I need 30 seconds to memorize and solve corners with 3OP, and I need 40-50 seconds to memorize and solve my edges with M2...
I thought I should improve my corners, but now I realize I should improve my edges...

What about you guys ?


----------



## byu (Apr 17, 2009)

Work on your memorization. Do edges memo-only and corners memo-only.


----------



## Faz (Apr 18, 2009)

Edge memo 20 seconds
Corner memo 30 seconds. Grr.
Corner solving 30 seconds.
Edge solving/parity 30 seconds.


----------



## happa95 (Apr 18, 2009)

fazrulz said:


> Edge memo 20 seconds
> Corner memo 30 seconds.
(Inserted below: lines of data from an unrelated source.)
PR #8012, opened 2024-07-23
ci: Publish nightly as `main/head`

gerhard:
So that we can reference it in our `runs-on` CI runner configurations.

Setting `DAGGER_COMMIT=head` will pull the latest CLI built from `main`. We are not templating the branch name on purpose. When we introduce release branches, we should revisit this. For now, we are keeping this as simple as possible for as long as possible.

After this gets merged:
- [ ] Update `https://dl.dagger.io/dagger/install.sh`

---
Tested after running it locally against the release destination replica:
image


gerhard:
Want to test this locally before marking **Ready for review**.

Early feedback appreciated!

vito (approved):

PR #8019, opened 2024-07-23
cli: propagate exit code from function

helderco:
A while ago in Discord, a user expected that `dagger call` exited with the same exit code of the test suite tool they were using in the function. I thought why not, and it's easy to add.


jedevc (approved):
I think this makes sense - the one thing to be aware of though is that it does potentially prevent us from using other exit codes ourselves in the CLI to signify types of failures.

However, I can't think of a reason right now why we'd really want to do that - we already have progress output for printing that level of detail.

PR #8022, opened 2024-07-23
fix dev module custom test running documentation

cwlbraa:
The existing dev module documentation instructs developers to run a test which doesn't exist. This PR updates the example to point at the renamed test, with the added side benefit of making it clear that many core/integration tests are subtests.


jedevc (approved):
Thanks! Good catch - we restructured the tests, I'd forgotten there was a reference to a test in here.

PR #8023, opened 2024-07-23
tests: restructure TestExitsZeroOnSignal to avoid timeout flake

sipsma:
This test flakes occasionally due to timeout errors (just enough to be annoying). [Looking at the traces](https://dagger.cloud/dagger/traces/5a3c0a61daf4b164dff6b580605eace2?span=53daff10b1926f68#e7124c9fee8125f1), it seems like when under heavy load the container import step just takes a while and brings it close enough to the 1 minute timeout to hit it during the test.

This updates the test case to first do a synchronous import of the engine container and only after that apply the timeout. If my understanding is correct that should ensure the existing highly generous 1 minute timeout is only being applied to the part of the test where we care about it.


jedevc (approved):
Very reasonable :tada:

PR #8027, opened 2024-07-24
fix: ensure dagger dev source gen works

jedevc:
The recent changes to dagger codegen (#7872) meant that locally generated `dagger.gen.go` files were overwriting the generated files. This was because `GeneratedContextDirectory` takes the entire context directory (including any local `dagger.gen.go` files), and applies it's changes on top. So if `dev/go/dagger.gen.go` was generated on an old version of dagger, then it would be applied as part of a later codegen step, e.g. from `sdk/typescript/runtime` :scream: 

The reason this happened is because we changed the dag construction to be more parallelized, instead of stacked - to do this properly though, we need to select each module directly, and compose them all together afterwards. Making it stacked is the right call - it speeds up execution - but in this form it wasn't quite right.

I needed access to the `module` variable while iterating and applying `WithDirectory`, so I additionally removed the complex parallelism that wasn't actually being used (since all of the operations are actually lazy) - as I suggested in https://github.com/dagger/dagger/pull/7872/files#r1682612665.

### DIFF
--- a/dev/main.go
+++ b/dev/main.go
@@ -6,7 +6,6 @@ import (
 	"context"
 
 	"github.com/dagger/dagger/dev/internal/dagger"
-	"golang.org/x/sync/errgroup"
 )
 
 // A dev environment for the DaggerDev Engine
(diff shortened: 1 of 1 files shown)


shykes:
@jedevc this is probably what I encountered here: https://discord.com/channels/707636530424053791/1003718839739105300/1263440723018252341

> @jed sorry to add to your worries, my "streamline codegen" PR is done, I believe it's implemented properly, but it seems to be surfacing some weird interference between codegen and compat mode, I think?

PR #8396, opened 2024-09-10
update checks for the CLI

aluzzardi:
Run an update check in the background and notify if updates are available.

This is a best effort check: if not completed by the time the command completes, then the check is cancelled.

TODO:
- ~~Replace the http check with a registry check [/cc @marcosnils @gerhard]~~
- ~~Better TUI integration [/cc @vito]~~

### DIFF
--- a/.dagger/build/builder.go
+++ b/.dagger/build/builder.go
@@ -150,12 +150,7 @@ func (build *Builder) Engine(ctx context.Context) (*dagger.Container, error) {
 		})
 	}
 
-	base := dag.
-		Container(dagger.ContainerOpts{Platform: build.platform})
-	if build.version != "" {
-		base = base.WithLabel("io.dagger.version", build.version)
-	}
-
+	var base *dagger.Container
 	switch build.base {
 	case "alpine", "":
 		base = dag.
@@ -180,7 +175,7 @@ func (build *Builder) Engine(ctx context.Context) (*dagger.Container, error) {
 				ln -s /sbin/ip6tables-legacy-restore /usr/sbin/ip6tables-restore
 			`})
 	case "ubuntu":
-		base = base.
+		base = dag.Container(dagger.ContainerOpts{Platform: build.platform}).
 			From("ubuntu:"+consts.UbuntuVersion).
 			WithEnvVariable("DEBIAN_FRONTEND", "noninteractive").
 			WithEnvVariable("DAGGER_APT_CACHE_BUSTER", fmt.Sprintf("%d", time.Now().Truncate(24*time.Hour).Unix())).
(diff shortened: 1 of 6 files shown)


cmd/dagger/version.go
```diff
@@ -27,3 +61,124 @@ func short() string {
...
+		}
+
+	default:
+		return nil, fmt.Errorf("unsupported media type: %s\n", desc.MediaType)
+	}
+
+	return annotations, nil
+}
+
+func versionNag(latest string) {
```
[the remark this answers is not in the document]
aluzzardi: 🙏 

That's it? Nothing more complicated than that?

.dagger/build/builder.go
```diff
@@ -210,6 +210,10 @@ func (build *Builder) Engine(ctx context.Context) (*dagger.Container, error) {
 		return nil, fmt.Errorf("unsupported engine base %q", build.base)
 	}
 
+	if build.version != "" {
+		base = base.WithAnnotation(distconsts.OCIVersionAnnotation, build.version)
```
aluzzardi, line 214: This is what's causing the CI failure:

```
build/builder.go:214:15: base.WithAnnotation undefined (type *dagger.Container has no field or method WithAnnotation)
```

It's expected since we just merged `WithAnnotation` and CI is still running the latest released version

cmd/dagger/version.go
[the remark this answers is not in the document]
vito: Yep - it'll always be appropriate to use `cmd.OutOrStdout()` and/or `cmd.ErrOrStderr()` since it can be dynamically redirected as needed externally:

https://github.com/dagger/dagger/blob/cf4cf5214036efea8c31003fa318b30ad02f6014/cmd/dagger/engine.go#L93-L94

For commands like `dagger version` it'll (I think) just go straight to stderr, and for commands that wire up the TUI, it'll be configured properly via the above two lines. So just always remember to trust the `cmd` out/err.

aluzzardi:
@gerhard Can you confirm we're seeing registry hits from this?

cmd/dagger/version.go
```diff
@@ -1,23 +1,59 @@
...
+	cmd := &cobra.Command{
+		Use:   "version",
+		Short: "Print dagger version",
+		// Disable version hook here to avoid double version check
+		PersistentPreRun: func(*cobra.Command, []string) {},
+		Args:             cobra.NoArgs,
+		Run: func(cmd *cobra.Command, args []string) {
+			fmt.Fprintln(cmd.OutOrStdout(), long())
+			if forceVersionCheck {
+				updateAvailable, err := updateAvailable(cmd.Context())
```
jedevc, line 43: I *think* this ends up getting the version twice potentially? Since it's called directly here, and indirectly from `checkForUpdates`?

jedevc: Ah woops my bad :cry:

jedevc (approved):

marcosnils (approved):

gerhard (approved):
👍 We confirmed sync that this behaves as expected. FTR:
image

PR #8406, opened 2024-09-11
💥 Breaking(helm): Remove default oci-max-parallelism num-cpu

gerhard:
This may result in a surprising behaviour, as captured in:
- https://github.com/dagger/dagger/pull/7395

You can still set this if needed, we are just removing it as the default option.

---

Follow-up to:
- https://github.com/dagger/dagger/pull/8348#discussion_r1750138175

---

> [!NOTE]
> The more I think about this, it's not **technically** a breaking change. We change the default behaviour of the Engine provisioned with the Helm chart. We are emphasising the importance of this change, but it's not breaking. OK to leave as is, just clarifying for anyone that might stumble across this PR and wonder what exactly is breaking.


jedevc (approved):

gerhard:
Thanks @jedevc 💪

Will merge as soon as the `Helm / test` passes.

Issue #6999, opened 2024-04-03
[Container.Export] Support custom annotations for exporting oci tar.


morlay:
### What are you trying to do?

I wan't to make the exported tar for `ctr i import`, but now I could't added any custom annotation into `index.json`,
which is important for https://github.com/containerd/containerd/blob/main/core/images/annotations.go#L22`

expect 

```json
{
  "schemaVersion": 2,
  "manifests": [
    {
      "mediaType": "application/vnd.oci.image.manifest.v1+json",
      "digest": "sha256:1e87421ef24417b823d41cacbc9d87bd9133919123479e5c8ad02c5fa14f003c",
      "size": 481,
      "annotations": {
        "io.containerd.image.name":          "quay.io/k0sproject/calico-node:v3.26.1-1",
        "org.opencontainers.image.created": "2024-04-03T03:09:18Z"
      },
      "platform": {
        "architecture": "arm64",
        "os": "linux"
      }
    }
  ]
}
```
but now got
```
{
  "schemaVersion": 2,
  "manifests": [
    {
      "mediaType": "application/vnd.oci.image.manifest.v1+json",
      "digest": "sha256:1e87421ef24417b823d41cacbc9d87bd9133919123479e5c8ad02c5fa14f003c",
      "size": 481,
      "annotations": {
        "org.opencontainers.image.created": "2024-04-03T03:09:18Z"
      },
      "platform": {
        "architecture": "arm64",
        "os": "linux"
      }
    }
  ]
}
```

### Why is this important to you?

exported ocr tar can `ctr i import` directly without manual tag

mihaelTBTL:
Since @stobias123 closed his issue (#7368), I am bumping this one, but my use case alligns more closely to his.
Im unsure if there are any plans to support this feature, but it would be great if we could specify repository and tag when creating a tarball/export. 

I manage to create a tarball and get it onto my machine, but after loading it into my Docker Engine with `docker load < my_repo:my_tag.tar`, I only see `<none>:<none>` when listing the images. 

It appears to me that Dagger's [Container.as_tarball()](https://dagger-io.readthedocs.io/en/sdk-python-v0.11.9/client.html#dagger.Container.as_tarball) and [Container.import_()](https://dagger-io.readthedocs.io/en/sdk-python-v0.11.9/client.html#dagger.Container.import_) are equivalent to `docker container import` and `docker container export` commands, whereas we're looking for an equivalent of `docker image save` and `docker image load` which do preserve the metadata.

[...]

PR #8409, opened 2024-09-11
container: support OCI annotations

aluzzardi:
Fixes https://github.com/dagger/dagger/issues/6999

### DIFF
--- a/core/integration/container_test.go
+++ b/core/integration/container_test.go
@@ -2806,31 +2806,76 @@ func (ContainerSuite) TestPublish(ctx context.Context, t *testctx.T) {
 }
 
 func (ContainerSuite) TestAnnotations(ctx context.Context, t *testctx.T) {
-	c := connect(ctx, t)
+	build := func(c *dagger.Client, platform dagger.Platform) *dagger.Container {
+		return c.Container(dagger.ContainerOpts{Platform: platform}).
+			From(alpineImage).
+			WithAnnotation("org.opencontainers.image.version", "v0.1.2")
+	}
 
-	testRef := registryRef("container-annotations")
+	t.Run("single-platform", func(ctx context.Context, t *testctx.T) {
+		c := connect(ctx, t)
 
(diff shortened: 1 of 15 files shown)


core/schema/container.go
```diff
@@ -419,6 +419,11 @@ func (s *containerSchema) Install() {
 			Doc(`The error stream of the last executed command.`,
 				`Will execute default command if none is set, or error if there's no default.`),
 
+		dagql.Func("withAnnotation", s.withAnnotation).
```
helderco, line 422: Can you add a `withoutAnnotation` as well?

core/integration/container_test.go
```diff
@@ -2805,6 +2805,34 @@ func (ContainerSuite) TestPublish(ctx context.Context, t *testctx.T) {
 	require.Equal(t, "im-a-default-arg\n", output)
 }
 
+func (ContainerSuite) TestAnnotations(ctx context.Context, t *testctx.T) {
```
aluzzardi, line 2808: Test is failing because, for some reason, the annotations only end up in multi platform images, not single platform

/cc @jedevc

sdk/php/generated/Client.php
```diff
@@ -146,7 +146,8 @@ public function git(
         ServiceId|Service|null $experimentalServiceHost = null,
         ?string $sshKnownHosts = '',
         SocketId|Socket|null $sshAuthSocket = null,
-    ): GitRepository {
+    ): GitRepository
```
aluzzardi, line 149: No idea why the re-generation changed the formatting? CI is failing because of this

Was generated using: `dagger --source . call sdk php generate export --path .`

/cc @dagger/sdk-php

jedevc (approved):
LGTM :tada: 

Once tests/checks are passing, should be good to merge.

core/schema/container.go
aluzzardi: Done! PTAL

marcosnils (approved):

PR #8412, opened 2024-09-11
docs: improve install instructions regarding path on linux

marcosnils:


marcosnils:
> If we make `sudo` an installation requirement - which I don't think that we should - then `/usr/local/bin` is the more appropriate `BIN_DIR` as `dagger` is not managed by a package manager:

I suggested this way as we're already doing it for the `mac` instructions here: https://github.com/dagger/dagger/blob/a2d4b1f0cd11a0affde61836b980f4462174e92e/docs/current_docs/partials/_install-cli.mdx?plain=1#L44

vikram-dagger:
Adding feedback from the docs survey on this topic, may be relevant? 

image

vikram-dagger:
Also worth noting that in AWS Codebuild I needed to manually update the path in an Amazon Linux runner: https://github.com/dagger/dagger/pull/8455/files#diff-dcdb1e157f89a391d4531bf149788ee95ed0c84e23478cd13ab534ae40384a4cR15

levlaz:
> Adding feedback from the docs survey on this topic, may be relevant?
> 
> image

I think this is a slightly different comment because the objection is piping a downloaded script into bash which some people object to. 

Overall, I agree we should not make sudo the default but we should document the `-E` option in the same way that we do for MacOS

levlaz (approved):
This looks good to me, lets get this merged.

PR #8423, opened 2024-09-12
ci: Restore testdev to the same coverage as it had before #8212

gerhard:
During https://github.com/dagger/dagger/pull/8212, `testdev` was refactored and I missed these important test suites. This puts them back. We should expect it to get slower and more flaky, but at least the coverage will be the same as before.

We were still running the same tests in the split `testdev-module-runtimes`, so were not really missing on anything test
coverage-wise, just the comparison between the original `testdev` and the split one was less accurate.

### DIFF
--- a/.github/workflows/engine-and-cli.yml
+++ b/.github/workflows/engine-and-cli.yml
@@ -57,7 +57,7 @@ jobs:
       - name: "testdev"
         uses: ./.github/actions/call
         with:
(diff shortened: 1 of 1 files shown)


gerhard:
While this seemed like a good idea, `test` failed 3 times in a row when `--parallel=16` is removed.

I will re-purpose this PR and just keep the `testdev` fix.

Grr.
> Corner solving 30 seconds.
> Edge solving/parity 30 seconds.



dude, what's with your corner memo?!? It's more than your edges!


----------



## Faz (Apr 18, 2009)

3op

Visual, I have trouble getting the memo locked down. I am switching to numbers for permutation today


----------



## Simboubou (Apr 18, 2009)

Man, it takes me like 20-30 seconds to solve edges wiyh M2, how can I be so slow ?


----------



## byu (Apr 18, 2009)

Is your turning speed slow, or do you find yourself pausing in the middle?


----------



## Simboubou (Apr 18, 2009)

Both, I guess.Every time, It takes me several seconds to remember how the cycle start. I should use my ring finger.


----------



## byu (Apr 18, 2009)

Try to reduce pauses by thinking about the next piece while solving the piece before.


----------



## SimonWestlund (Apr 21, 2009)

happa95 said:


> fazrulz said:
> 
> 
> > Edge memo 20 seconds
> ...



Unfortunately I think that's the same case as me  I just can't get my corner memo stuck in my head!


----------